Holding her now-worn baby picture, a small snapshot of her in a bonnet
and fancy dress, she talked about her grandfather, who raised her after
her father died after a truck crash on the way to his CCC job, and her
mother, who sent her to Little Rock at age 13 to get a good education at
the all black Dunbar High School.

Abrams’ grandfather, James Arnold, who during his life was a farmer,
sawmill worker and domestic help for two “old maids, white women,” lived
in the black Clark County community of Happy Hill as a young man. As
his granddaughter would be, he was a proponent of education, persuading
the local school board to build a schoolhouse in Happy Hill and loaning
his mule to teachers to bring them there. “Papa” was himself illiterate;
Abrams eventually taught him how to spell his name. One of the women he
worked for was a member of the Arkansas Education Association, as
Abrams would be one day, a fact she delights in, an illustration of how
history turns the tables. “It all comes full circle,” she says.

In 1978, when Abrams was getting ready to go to Geneva, Switzerland, to
represent the North American chapter of the YWCA, “Papa” fell ill. He
told her to go ahead and go abroad. Abrams says he told her, “My prayers
are that you will be somebody someday.” He died shortly after her
return.

Abrams might never have been a member of the YWCA, or risen to an
elevated status within it, or had a 25-year career with the AEA (after
its merger with the black teachers’ group, the Arkansas Teachers
Association) or been considered for a job with the National Education
Association (one she said Sen. John McClellan put her up for), had her
mother, Queen Victoria Annie Katherine Reed, not sent her away from
Arkadelphia to Little Rock to attend Dunbar Junior High.

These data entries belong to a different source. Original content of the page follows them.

PR #317, opened 2024-12-19
refactor: integrate highlightNodesAndEdges function for improved node and edge highlighting on hover

MH4GF:
- ref: https://github.com/liam-hq/liam/pull/313
- ref: https://github.com/liam-hq/liam/pull/312
- ref: https://github.com/liam-hq/liam/pull/309

Highlighting on hover is now also supported with `highlightNodesAndEdges()`.

## Blocking
~Merge after the following PR merged.~

- https://github.com/liam-hq/liam/pull/313

## Testing

- Click on table node → Target node becomes active
- Click on table name in LeftPane → target node becomes active
- URL contains ?active=${tableName} → target node becomes active
- Hover on table node → Target node becomes hovered state

PR #321, opened 2024-12-19
fix: Fixed failure to highlight parent table

MH4GF:
- https://github.com/liam-hq/liam/pull/317

I noticed a problem during QA and have fixed it. 🙏🏻

### DIFF
--- a/frontend/packages/erd-core/src/components/ERDRenderer/ERDContent/highlightNodesAndEdges.ts
+++ b/frontend/packages/erd-core/src/components/ERDRenderer/ERDContent/highlightNodesAndEdges.ts
@@ -1,9 +1,9 @@
 import type { Edge, Node } from '@xyflow/react'
 import { type TableNodeType, isTableNode } from './TableNode'
 
-type SourceTableName = string
 type TargetTableName = string
-type EdgeMap = Map<SourceTableName, TargetTableName[]>
+type RelatedTableName = string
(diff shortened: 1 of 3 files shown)


frontend/packages/erd-core/src/components/ERDRenderer/ERDContent/highlightNodesAndEdges.ts
```diff
@@ -127,9 +127,13 @@ export const highlightNodesAndEdges = (
...
     if (!edgeMap.has(sourceTableName)) {
-      edgeMap.set(sourceTableName, [])
+      edgeMap.set(sourceTableName, new Set())
     }
-    edgeMap.get(sourceTableName)?.push(targetTableName)
+    if (!edgeMap.has(targetTableName)) {
+      edgeMap.set(targetTableName, new Set())
+    }
+    edgeMap.get(sourceTableName)?.add(targetTableName)
+    edgeMap.get(targetTableName)?.add(sourceTableName)
```
MH4GF, line 136: EdgeMap has so far only been able to cache information in the direction of the child from the parent.
Therefore, it was possible to highlight a child node when hovering a parent node, but not the reverse.

Added reverse cache and also set to Set to remove duplicates due to possible duplication.

junkisai (approved):
Using Sets seemed like a very good idea to me!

In Arkadelphia, the young Annie had been called out of middle school to
substitute when the elementary school’s teachers fell ill. “Mother knew
that wasn’t good for me,” Abrams said. So at age 13, Annie McDaniel was
sent to live with Herbert Denton, the principal of the old Stephens
Elementary, and his wife, Lucille, who was her cousin, in their Ringo
Street home. As part of the arrangement, she helped take care of the
Dentons’ son, Herbert Denton Jr., who attended Harvard and became the
first black city editor of the Washington Post before he died of AIDS in
1989.

Abrams got involved with the YWCA, then at 10th and Gaines streets.
“Lucille Gaines thought that was a quality that I needed for social
development,” Abrams said. Soon, Abrams said, “I was known as a little
leader.” Twenty years later, Abrams would sit on the board of the YWCA,
during its big integration push in the 1970s.

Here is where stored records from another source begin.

PR #322, opened 2024-12-19
✨ Grouping TableNodes without Relationships into a GroupNode and Applying a New Layout Definition

junkisai:
## Summary

I have grouped TableNodes without Relationships into a GroupNode, allowing a new layout definition to be applied. 
The new layout definition arranges the Nodes in a single vertical column.

| Before | After |
|--------|--------|
| スクリーンショット 2024-12-19 17 36 17 | スクリーンショット 2024-12-19 17 35 54 |

### DIFF
--- a/frontend/packages/erd-core/src/components/ERDRenderer/ERDContent/useInitialAutoLayout.ts
+++ b/frontend/packages/erd-core/src/components/ERDRenderer/ERDContent/useInitialAutoLayout.ts
@@ -1,8 +1,8 @@
 import type { QueryParam } from '@/schemas/queryParam'
 import { addHiddenNodeIds, updateActiveTableName } from '@/stores'
 import { decompressFromEncodedURIComponent } from '@/utils'
-import { useReactFlow } from '@xyflow/react'
-import { useEffect } from 'react'
+import type { Node } from '@xyflow/react'
+import { useEffect, useMemo } from 'react'
 import { useERDContentContext } from './ERDContentContext'
 import { useAutoLayout } from './useAutoLayout'
 
@@ -25,9 +25,14 @@ const getHiddenNodeIdsFromUrl = async (): Promise<string[]> => {
   return hiddenNodeIds ? hiddenNodeIds.split(',') : []
 }
 
-export const useInitialAutoLayout = () => {
-  const { getNodes } = useReactFlow()
-  const nodes = getNodes()
+export const useInitialAutoLayout = (nodes: Node[]) => {
+  const tableNodesInitialized = useMemo(
+    () =>
+      nodes
+        .filter((node) => node.type === 'table')
+        .some((node) => node.measured),
+    [nodes],
+  )
 
   const {
     state: { initializeComplete },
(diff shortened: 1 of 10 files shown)


frontend/packages/erd-core/src/components/ERDRenderer/ERDContent/useInitialAutoLayout.ts
```diff
@@ -25,14 +27,18 @@ export const useInitialAutoLayout = () => {
       return
     }
 
+    const tableNodesInitialized = nodes
+      .filter((node) => node.type === 'table')
+      .some((node) => node.measured)
+
```
junkisai, line 33: Before adding the Group Node, nodesInitialized would become true only when the drawing occurred after the conversion to TableNode was completed by `convertDBStructureToNodes()`.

In 1952, two years after she graduated from Dunbar High, Abrams
graduated from Dunbar Junior College and was offered a scholarship to
attend Brandeis University in Massachusetts, but it was still too
expensive. Instead, she moved to Marianna, where she taught elementary
students in a three-room school. The Brickeys unit of the state’s
Department of Correction is there now; there are probably 700 inmates
there, Abrams said as an aside, “that can read no more than my third
graders.”
Abrams returned to Little Rock in 1956 to work for the Arkansas Teachers
Association. She married Orville Abrams and had four children ? and
then enrolled in Philander Smith. She quickly became involved in
Democratic politics, and in the mid-’60s joined a Democratic women’s
group campaigning for Republican Winthrop Rockefeller for governor.

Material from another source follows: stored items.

Issue #335, opened 2024-12-20
Source cardinality is not highlighting


sasamuku:
### Self Checks

- [X] This is only for bug report, if you would like to ask a question, please head to [Discussions](../discussions/categories/q-a).
- [X] I have searched for existing issues [search for existing issues](../issues), including closed ones.

### Cloud or Self Hosted

Self Hosted

### Version (only for Self Hosted)

v0.0.11 + 1a8ca43 (2024-12-19)

### Steps to reproduce

1. Select a table
2. If primary key is related to multi foreign keys, it's not highlighting

<img width="644" alt="mastodon-erd" src="https://github.com/user-attachments/assets/230c0f25-349d-490b-950d-f0146033a4c3" />

### Expected Behavior

To be highlighted regardless of the number of foreign keys.

### Actual Behavior

Not highlighted when selected table's primary key has number of foreign keys.

### Additional Context

>SVG doesn't support z-index
ref: https://github.com/xyflow/xyflow/issues/849

`elevateEdgesOnSelect` might be used in this case.

>Enabling this option will raise the z-index of edges connected to a node when selected.
https://reactflow.dev/api-reference/react-flow#edges

_No response_

PR #338, opened 2024-12-20
🐛: Highlight source cardinality with multi-foreign keys

sasamuku:
## Summary

close: https://github.com/liam-hq/liam/issues/335

### before
mastodon-erd

### after

image

### DIFF
--- a/frontend/packages/erd-core/src/components/ERDRenderer/ERDContent/highlightNodesAndEdges.test.ts
+++ b/frontend/packages/erd-core/src/components/ERDRenderer/ERDContent/highlightNodesAndEdges.test.ts
@@ -36,6 +36,7 @@ const anEdge = (
   target,
   targetHandle,
   animated: false,
+  zIndex: 0,
   data: { isHighlighted: false, ...override?.data },
   ...override,
 })
@@ -180,10 +181,12 @@ describe(highlightNodesAndEdges, () => {
       expect(updatedEdges).toEqual([
         anEdge('users', 'posts', 'users-id', 'posts-user_id', {
           animated: true,
+          zIndex: 1,
           data: { isHighlighted: true },
         }),
         anEdge('users', 'comment_users', 'users-id', 'comment_users-user_id', {
           animated: true,
+          zIndex: 1,
           data: { isHighlighted: true },
         }),
         anEdge(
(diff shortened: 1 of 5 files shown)


frontend/packages/erd-core/src/components/ERDRenderer/convertDBStructureToNodes.ts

Abrams had a story about Rockefeller. When he left office in 1971, the
women Democrats presented him with a cut glass decanter. Abrams didn’t
like the gift herself, because she thought it would hurt him to give him
something so obviously related to whiskey, which the governor was
famously fond of and criticized for. And when he was presented the
decanter, still in its box, he did look pained, guessing at what it
contained. Then, Abrams said, she stepped forward and said, “Governor,
we’ve filled it with your favorite drink. It’s Bulgarian buttermilk,
isn’t it?” That’s what she’d put in it.

Years later, Abrams got to know Lt. Gov. Winthrop Paul Rockefeller.
Lucille Denton, her cousin, had once cared for his son over a weekend
when he was little and had taught him to bless his food before a meal.
Abrams asked the lieutenant governor to tell that story to disadvantaged
parents in a program she coordinated at the Little Rock School District
headquarters and though he was painfully shy, he agreed. (District
officials, who’d shunted her group from the board room into a downstairs
lounge, were shocked when they saw him arrive at the office, she
added.)

Sounding a lot like a former president, but infinitely more sincere,
Abrams said, “I feel people’s pain.”

Jane Wolfe, the former world president of the YWCA and onetime resident
of Little Rock, was instrumental in Abrams’ climb in the Y organization
in the 1970s. “She was just a shining light,” Wolfe said. Her most
notable characteristic was her “enormous love of people and her absolute
compassion.”

Next to the photograph of President Obama on the settee in the foyer was
an autographed reproduction of the front page of a 2004 Chicago
Tribune, which featured a large photograph of Barack Obama speaking at
the Democratic National Convention. Also on the cover: Annie Abrams’
picture, with a story on delegates to the convention. It was the fifth
convention she’d attended. At her first, in 1972, she’d voted for
Shirley Chisholm. In 2008, she voted for Obama. She believes those votes
are among the most important things she’s ever done.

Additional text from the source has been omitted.